PANCHO GUEDES, AN ALTERNATIVE MODERNIST
A quarter of a century after he has been shown at the Architectural Association, in London, Pancho Guedes is now revisited at the S AM, Swiss Architecture Museum, in what can be regarded as the first critical and curatorial approach to the eccentric oeuvre that this architect realised in Africa during the Fifties and Sixties.
Coinciding with the presentation of a major retrospective of Le Corbusier at the nearby Vitra Design Museum, this new show will provide visitors with a portrayal of an architect who, as Corbusier, also transformed his deep involvement with the visual and plastic arts into a powerful drive for architectural imagination.
This legendary Mozambican architect – who built an outstanding reputation within the most inner circles of the early sixties architectural milieu – offers today the historical perspective of an alternative modernity in which the rationale of the International Style is first contrasted with a truly multicultural vision. Contrary to most colonial architecture, Pancho’s work is justly referential because of his active engagement with local cultural contexts and references, while still producing unique and appealing architectural images and forms.
Against the hegemony of the single modernist manner, Pancho Guedes is one of the first architects to playfully introduce a plethora of styles that respond to different cultural circumstances, various types of clients and even the most adverse economic conditions. A lover and collector of African artistic and cultural artefacts, he was also a pioneer in experimenting with cross-cultural and symbolical references without ever missing the creative and logical edge of the modern architect.

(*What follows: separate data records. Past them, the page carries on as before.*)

Issue #307, opened 2016-05-11
Host IP changes should update subnet instead of delete+create subnet


pravisankar:
In OpenShift SDN, all the nodes watch for subnet changes and updates their hostsubnet rules. Any host IP change will appear as node unregister and register of new node. Supporting update subnet will avoid this confusion and it will also reduce calls to etcd store and watch processes.

PR #310, opened 2016-05-13
Update subnet when host IP changes instead of delete-old + create-new subnet

pravisankar:
closes: https://github.com/openshift/openshift-sdn/issues/307

### DIFF
--- a/plugins/osdn/ovs/proxy.go
+++ b/plugins/osdn/ovs/proxy.go
@@ -3,6 +3,7 @@ package ovs
 import (
 	"fmt"
 	"net"
+	"strings"
 	"sync"
 
 	"github.com/golang/glog"
@@ -63,6 +64,7 @@ func (proxy *ovsProxyPlugin) watchPods() {
 		}
 		pod := obj.(*kapi.Pod)
 
+		glog.V(5).Infof("Watch %s event for Pod %q", strings.Title(string(eventType)), pod.ObjectMeta.Name)
 		switch eventType {
 		case watch.Added, watch.Modified:
 			proxy.trackPod(pod)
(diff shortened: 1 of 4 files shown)


pravisankar:
Origin PR: https://github.com/openshift/origin/pull/8879

pravisankar:
@openshift/networking PTAL

plugins/osdn/ovs/proxy.go
```diff
@@ -65,8 +65,12 @@ func (proxy *ovsProxyPlugin) watchPods() {
 
 		switch eventType {
 		case watch.Added, watch.Modified:
+			glog.V(5).Infof("Watch Added or Modified event for Pod %q", pod.ObjectMeta.Name)
```
danwinship: any reason to not do `"Watch %s event...", string(eventType)`? (Or even `strings.Title(string(eventType))`)

danwinship:
LGTM

plugins/osdn/ovs/proxy.go
pravisankar: +1, I'll update

plugins/osdn/subnets.go
```diff
@@ -50,52 +50,40 @@ func (oc *OsdnController) addNode(nodeName string, nodeIP string) error {
...
 	if err != nil {
-		// Release subnet if needed
-		if subnetAllocated {
-			_, ipnet, er := net.ParseCIDR(subnetCIDR)
-			if er != nil {
-				log.Errorf("Failed to release subnet %q for node %q: %v", subnetCIDR, nodeName, er)
-			} else {
-				oc.subnetAllocator.ReleaseNetwork(ipnet)
-			}
+		_, ipnet, er := net.ParseCIDR(subnetCIDR)
```
dcbw: Couldn't we just use "sn" here?

dcbw:
Small nit, otherwise LGTM

pravisankar:
@dcbw @danwinship  Updated

danwinship:
LGTM but lets get the origin side in first since this depends on it

PR #313, opened 2016-05-24
Periodically sync openshift node iptables rules

pravisankar:


pravisankar:
@openshift/networking PTAL

plugins/osdn/node_firewall.go
```diff
@@ -0,0 +1,102 @@
...
+	utilwait "k8s.io/kubernetes/pkg/util/wait"
+)
+
+type FirewallRule struct {
+	table string
+	chain string
+	args  []string
+}
+
+type Firewall struct {
```
danwinship: "firewall" isn't the right name (for the struct or the file); half of the iptables rules are to *un*-firewall traffic, and the other half are NAT rules that are needed regardless of firewalling. So the name should be something with "iptables", not "firewall"

plugins/osdn/node_firewall.go
```diff
@@ -0,0 +1,102 @@
...
+	}
+	return nil
+}
+
+// Get openshift iptables rules
+func (f *Firewall) getStaticNodeFirewallRules() []FirewallRule {
+	return []FirewallRule{
+		{"nat", "POSTROUTING", []string{"-s", f.clusterNetworkCIDR, "!", "-d", f.clusterNetworkCIDR, "-j", "MASQUERADE"}},
+		{"filter", "INPUT", []string{"-p", "udp", "-m", "multiport", "--dports", "4789", "-m", "comment", "--comment", "001 vxlan incoming", "-j", "ACCEPT"}},
+		{"filter", "INPUT", []string{"-i", "tun0", "-m", "comment", "--comment", "traffic from docker for internet", "-j", "ACCEPT"}},
```
danwinship: Can you arrange for `ovs.TUN` to get passed down to here so that we don't have to hardcode `"tun0"`? (If it's not easy/clean then never mind, it will probably be easier after #305.)

danwinship:
Note gofmt errors in travis.

Basically LGTM. No substantive objections.

pravisankar:
@danwinship Updated, PTAL

dcbw:
LGTM

PR #314, opened 2016-05-26
Fail more cleanly on script errors

danwinship:
If we fail to get info from docker/ip/etc, fail immediately rather than failing with a syntax error due to substituting in an empty value later.

inspired by https://bugzilla.redhat.com/show_bug.cgi?id=1333393, though as noted there, we probably want a better solution eventually to ensure we don't leave cruft in OVS

@openshift/networking PTAL


pravisankar:
LGTM

dcbw:
LGTM

PR #320, opened 2025-06-17
Standard header name used in mcp

CrazyHZM:
## Types of changes

- [ ] Documentation update

## Checklist

### DIFF
--- a/mcp/src/main/java/io/modelcontextprotocol/spec/McpSchema.java
+++ b/mcp/src/main/java/io/modelcontextprotocol/spec/McpSchema.java
@@ -142,7 +142,17 @@ public final class McpSchema {
 	 */
 	public static final class Headers {
 
+		/**
+		 * The Model Context Protocol (MCP) session ID header name.
+		 */
 		public static final String MCP_SESSION_ID = "Mcp-Session-Id";
+
+		/**
+		 * The Last-Event-ID HTTP request header reports an EventSource object's last
+		 * event ID string to the server when the user agent is to reestablish the
+		 * connection.
+		 */
+		public static final String LAST_EVENT_ID = "Last-Event-ID";
 
 	}
 
--- a/mcp/src/main/java/io/modelcontextprotocol/spec/McpSchema.java
+++ b/mcp/src/main/java/io/modelcontextprotocol/spec/McpSchema.java
@@ -134,6 +134,18 @@ public final class McpSchema {
 
 	}
 
+	// ---------------------------
+	// JSON-RPC Protocol Headers
+	// ---------------------------
+	/**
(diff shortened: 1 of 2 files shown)


mcp/src/main/java/io/modelcontextprotocol/spec/McpSchema.java
```diff
@@ -134,6 +134,18 @@ public static final class ErrorCodes {
...
 
+	// ---------------------------
+	// JSON-RPC Protocol Headers
+	// ---------------------------
+	/**
+	 * Standard header name used in MCP JSON-RPC request and responses.
+	 */
+	public static final class Headers {
+
+		public static final String MCP_SESSION_ID = "Mcp-Session-Id";
```
chemicL, line 155: Missing javadoc

mcp/src/main/java/io/modelcontextprotocol/spec/McpSchema.java
```diff
@@ -134,6 +134,18 @@ public static final class ErrorCodes {
 
 	}
 
+	// ---------------------------
+	// JSON-RPC Protocol Headers
+	// ---------------------------
+	/**
+	 * Standard header name used in MCP JSON-RPC request and responses.
+	 */
+	public static final class Headers {
```
chemicL, line 150: I feel that this belongs around something like `McpHttpTransport` interface rather than in the `McpSpec`, which is more about the JSON-RPC layer.

chemicL (changes requested):
Thanks, please review the comments.

mcp/src/main/java/io/modelcontextprotocol/spec/McpSchema.java
CrazyHZM: The primary purpose here is to provide users with the MCP standard header name information. The `MCP-Session-Id `does belong to the transport category. Of course, I have omitted the `last-event-id `here. At present, I think defining these header names as part of the MCPSchema is the most reasonable approach because I haven't thought of any other more reasonable alternatives. These header names are indeed mentioned in the Specification. Do you have any better suggestions? @chemicL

Drawn in close collaboration with the architect – now aged 82 – and drawing from his vast unpublished archive, the current exhibition will provide the visitors with five perspectives on the work of Pancho Guedes, which range from the development of some of his most personal organic styles – true ante-visions of the Pop architecture of the Sixties –, to his contributions towards the construction of the modern city, and down to his experimentations with the scarce resources of so-called bush architecture.